◆ WHAT IS NEEDED ◆
Please report each line of the data below that contains "assets".
##### DATA TO PROCESS #####
Issue #7753, opened 2024-08-10
[BUG] Preloaded `sugar.js` script from `template.tpl` causes errors to be thrown in `monaco-editor`


HNOONa-0:
## Current Behavior

This script is what is causing languages of `monaco-editor` not to be loaded properly in https://github.com/omegaup/omegaup/pull/7750. Here is a video showing what I mean:

https://github.com/user-attachments/assets/33934c78-4432-4044-8e35-6e9f3b1c73fb

## Expected Behavior
The script should not interfere with `monaco-editor`. None of the scripts should interfere with any `webpack` assets.

HNOONa-0:
@pabo99 PTAL!

pabo99:
Ok.

The first thing we need to do is identify what we are using the `sugar.js` library for; It seems that we are using it to format local dates.

You can try to resolve the issue by following the steps mentioned below:

- Remove the script from the template
- Install `sugar.js` using yarn (there are two similar libraries: `sugar` and `sugar.js`. Check which one fits better).
- Import the library in the two files where it is used: `frontend/www/js/head.sugar_locale.js` and `frontend/www/js/omegaup/time.ts`
- Make the necessary adjustments for this new library to work.
- Run the tests in Jest to validate that there is no broken code due to the new change

HNOONa-0:
Sounds good!

PR #7756, opened 2024-08-14
Extend date object of `sugar.js` library

HNOONa-0:
# Description

I installed `sugar` library and "extended" the `Date` object so that it could have the same effect as `sugar.js` script.
I also added a `Jest` mock so that `Jest` could recognize this package, its method and function calls. Changes are working as expected.

Fixes: #7753 

# Comments

# Checklist:


pabo99 (commented):
Excellent!

One last comment.

We still have an issue to resolve:

In the file `head.sugar_locale.js`, the `locale` value is globally set to `en` when the `pseudo` language is chosen in user preferences because it is not a valid locale:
#####
◆ EXERCISE OUTPUT ◆
https://github.com/user-attachments/assets/33934c78-4432-4044-8e35-6e9f3b1c73fb
The script should not interfere with `monaco-editor`. None of the scripts should interfere with any `webpack` assets.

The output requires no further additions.